Presumably for that reason, the touch model Microsoft has for Windows 8 looks
very different than the Webkit model:

[http://msdn.microsoft.com/en-
us/library/hh673557%28v=vs.85%2...](http://msdn.microsoft.com/en-
us/library/hh673557%28v=vs.85%29.aspx)

So anyone wanting to use touch events cross-platform will need some sort of
shim layer for them. Maybe Touchy could help there?

------
rodion_89
For anyone who cares, I rewrote most of the library an hour ago to eliminate
some inconsistencies during multi-touch events. Usage has not changed at all.

------
54mf
Awesome.
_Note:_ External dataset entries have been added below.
PR #680, opened 2026-02-26
fix: Resolve missing unlock encrypted wal/db at osd start 

### LINKED ISSUE #655: OSD fails to start after reboot if using encrypted WAL or DB devices
### Description

The latest version of microceph supports encrypting DB and WAL devices, if provided separately:
```
Usage:
  microceph disk add <SPEC> [flags]

Flags:
      --all-available       add all available devices as OSDs
      --db-device string    The device used for the DB
      --db-encrypt          Encrypt the DB device prior to use
      --db-wipe             Wipe the DB device prior to use
      --encrypt             Encrypt the disk prior to use
      --wal-device string   The device used for WAL
      --wal-encrypt         Encrypt the WAL device prior to use
      --wal-wipe            Wipe the WAL device prior to use
      --wipe                Wipe the disk prior to use
```

While OSD with encrypted DB and WAL gets created successfully, these devices do not get unlocked upon the next reboot as can be seen from the [source code](https://github.com/canonical/microceph/blob/9c99d97567fe3c5707e3a0f42d8aac9a9bdf03c5/snapcraft/commands/osd.start#L52).

Consequently, the `microceph.osd` service fails to start producing errors similar to the following ones:
```
Dec 02 10:12:07 node1 systemd[1]: Started snap.microceph.osd.service - Service for snap application microceph.osd.
Dec 02 10:12:09 node1 microceph.osd[104948]: 2025-12-02T10:12:09.829+0000 7996b2994640 -1 bluestore(/var/lib/ceph/osd/ceph-10) _minimal_open_bluefs /var/lib/ceph/osd/ceph-10/block.wal symlink exists but target unusable: (2) No such file or directory
Dec 02 10:12:12 node1 microceph.osd[104948]: 2025-12-02T10:12:12.595+0000 7996b2994640 -1 bluestore(/var/lib/ceph/osd/ceph-10) _minimal_open_bluefs /var/lib/ceph/osd/ceph-10/block.wal symlink exists but target unusable: (2) No such file or directory
Dec 02 10:12:12 node1 microceph.osd[104948]: 2025-12-02T10:12:12.619+0000 7996b2994640 -1 bluestore(/var/lib/ceph/osd/ceph-10) _open_db failed to prepare db environment:
Dec 02 10:12:12 node1 microceph.osd[104948]: 2025-12-02T10:12:12.855+0000 7996b2994640 -1 osd.10 0 OSD:init: unable to mount object store
Dec 02 10:12:12 node1 microceph.osd[104948]: 2025-12-02T10:12:12.855+0000 7996b2994640 -1  ** ERROR: osd init failed: (5) Input/output error
Dec 02 10:12:12 node1 systemd[1]: snap.microceph.osd.service: Main process exited, code=exited, status=250/n/a
```

### Steps to Reproduce
1.  Create a MicroCeph cluster.
2.  Add an OSD with encryption and a separate WAL device (e.g., using LVM paths):
    ```bash
    microceph disk add /dev/mapper/data-lv --wal-device /dev/mapper/wal-lv --wal-encrypt
    ```
3.  Observe that the OSD starts successfully (`systemctl status snap.microceph.osd`)
4.  Reboot the node (restarting `snap.microceph.osd` is not enough).
5.  Observe that the service `microceph.osd` fails to start.

### Code Analysis / Root Cause
There is a discrepancy between the OSD Creation logic (Go) and the OSD Startup logic (Shell).

1.  **Creation (Correct):**
    In `microceph/ceph/osd.go`, the function `setupEncryptedOSD` correctly handles Block, WAL, and DB using the corresponding "suffix". It formats and **opens** (unlocks) all of them explicitly.
    *   [Reference: microceph/ceph/osd.go](https://github.com/canonical/microceph/blob/9c99d97567fe3c5707e3a0f42d8aac9a9bdf03c5/microceph/ceph/osd.go#L167)

2.  **Startup (Bug):**
    In `snapcraft/commands/osd.start`, the `spawn()` function iterates through the OSD directories.
    *   It checks for `${i}/unencrypted` (Main Block) and calls `maybe_unlock`.
    *   **It fails to check for or unlock** `${i}/unencrypted.wal` or `${i}/unencrypted.db`.
    *   [Reference: snapcraft/commands/osd.start](https://github.com/canonical/microceph/blob/9c99d97567fe3c5707e3a0f42d8aac9a9bdf03c5/snapcraft/commands/osd.start#L52)

Because the shell script ignores the `unencrypted.wal` symlink, the mapper is never created, and BlueStore cannot access its write-ahead log.

### Proposed Fix
Update `snapcraft/commands/osd.start` to check for and unlock separate WAL/DB devices if they exist, mirroring the logic for the main block device.

```bash
# Pseudocode logic missing in osd.start:
if [ -b "${i}/unencrypted.db" ] ; then
    maybe_unlock "${i}/unencrypted.db" "${nr}" "$( get_key "${nr}" )"
fi
if [ -b "${i}/unencrypted.wal" ] ; then
    maybe_unlock "${i}/unencrypted.wal" "${nr}" "$( get_key "${nr}" )"
fi
```

### Manual Workaround
The OSD can be started manually by retrieving the key from the config store and unlocking the volume via `cryptsetup` before starting the service.

1. Identify the missing symlink to the unloked device, e.g.:
```
ls -l /var/snap/microceph/common/data/osd/ceph-X/block.wal
```
Assume the result is, e.g.: `/dev/mapper/luksosd.wal-X`
2. Dump microceph keys using the command `microceph.ceph config-key dump`
3. Copy the key for the encrypted device, e.g. `microceph:osd.wal.X/key`
4. Unlock the decrypted device using the output from Step 1:
```
cryptsetup open --type luks /var/snap/microceph/common/data/osd/ceph-X/unencrypted.wal luksosd.wal-X
```
5. Restart the OSD service:
```
systemctl start snap.microceph.osd
```

### Environment
*   **MicroCeph Version:** `ceph-version: 19.2.1-0ubuntu0.24.04.2; microceph-git: 74c0060321`
*   **OS:** `Ubuntu 24.04 LTS` 
*   **Storage Backend:** LVM

johnramsden:
# Description

On node reboot, or if devices are closed encrypted wal/dbs will not be unlocked correctly and will lead to issues on startup. 

The relevant issue #655 describes the problem very well:

> There is a discrepancy between the OSD Creation logic (Go) and the OSD Startup logic (Shell).
> 
> 1. **Creation (Correct):**
>    In `microceph/ceph/osd.go`, the function `setupEncryptedOSD` correctly handles Block, WAL, and DB using the corresponding "suffix". It formats and **opens** (unlocks) all of them explicitly.
>    
>    * [Reference: microceph/ceph/osd.go](https://github.com/canonical/microceph/blob/9c99d97567fe3c5707e3a0f42d8aac9a9bdf03c5/microceph/ceph/osd.go#L167)
> 2. **Startup (Bug):**
>    In `snapcraft/commands/osd.start`, the `spawn()` function iterates through the OSD directories.
>    
>    * It checks for `${i}/unencrypted` (Main Block) and calls `maybe_unlock`.
>    * **It fails to check for or unlock** `${i}/unencrypted.wal` or `${i}/unencrypted.db`.
>    * [Reference: snapcraft/commands/osd.start](https://github.com/canonical/microceph/blob/9c99d97567fe3c5707e3a0f42d8aac9a9bdf03c5/snapcraft/commands/osd.start#L52)
> 
> Because the shell script ignores the `unencrypted.wal` symlink, the mapper is never created, and BlueStore cannot access its write-ahead log.
> 
> ### Proposed Fix
> Update `snapcraft/commands/osd.start` to check for and unlock separate WAL/DB devices if they exist, mirroring the logic for the main block device.
> 
> # Pseudocode logic missing in osd.start:
> if [ -b "${i}/unencrypted.db" ] ; then
>     maybe_unlock "${i}/unencrypted.db" "${nr}" "$( get_key "${nr}" )"
> fi
> if [ -b "${i}/unencrypted.wal" ] ; then
>     maybe_unlock "${i}/unencrypted.wal" "${nr}" "$( get_key "${nr}" )"
> fi

Add tests and fix the unlock.

Fixes #655

## Type of change

## How has this been tested?

This has been tested locally by executing: 

```
INITIAL_OSD_COUNT=$(microceph.ceph -s -f json | jq -r '.osdmap.num_in_osds // 0')
EXPECTED=$((INITIAL_OSD_COUNT + 1))
tests/scripts/actionutils.sh test_encrypted_wal_db_startup "${EXPECTED}" 
```

The test which is also been added to CI creates three loop back devices, and then creates an OSD with an encrypted WAL & DB. This happens successfully. 

The test then shuts down the OSD, closes the relevant encrypted devices and then starts the OSD back up. This should lead to the OSD being opened successfully. Instead it fails.

## Contributor checklist

Please check that you have:

- [x] added tests to verify effectiveness of this change reply with my

### DIFF
--- a/tests/scripts/actionutils.sh
+++ b/tests/scripts/actionutils.sh
@@ -99,6 +99,7 @@ function add_encrypted_osds() {
 }
 
 function test_encrypted_wal_db_startup() {
+    set -eux
     sudo snap connect microceph:dm-crypt
     sudo snap restart microceph.daemon
     local expected_osds="${1?missing}"


tests/scripts/actionutils.sh
```diff
@@ -98,6 +98,52 @@ function add_encrypted_osds() {
...
+
+    # Find the OSD ID just created
+    local osd_id
+    osd_id=$(sudo ls -1 /var/snap/microceph/common/data/osd/ | sort -t- -k2 -n | tail -1 | sed 's/ceph-//')
+
+    # Simulate reboot: stop service and close all LUKS volumes
+    sudo snap stop microceph.osd
+    sudo cryptsetup close "luksosd-${osd_id}"
+    sudo cryptsetup close "luksosd.wal-${osd_id}"
+    sudo cryptsetup close "luksosd.db-${osd_id}"
```
sabaini, line 131: Nit: we're not checking if closing succeeded and aren't running `set -e` so if `cryptsetup close` failed we could get a false pos. for the open check below I think? suggest to run this in a ( set -e ... ) block and/or check if mappers are really absent

johnramsden:
I believe the current errors are not related to this PR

I've been needing a simple way to distinguish between a tap and a
swipe/drag - i.e. activate a thing if the user taps a <div>, but not if they
touch a <div> but swipe away - and using the finger.end data should work quite
nicely.

------
firefoxman1
That's fantastic. I love the way you implemented multitouch with an object.
Very simple.

------
pedalpete
Very cool, but I'd like a simple library which gives the basics of tap, touch
and hold, touch and move, or something that easily recreates the general click
functions.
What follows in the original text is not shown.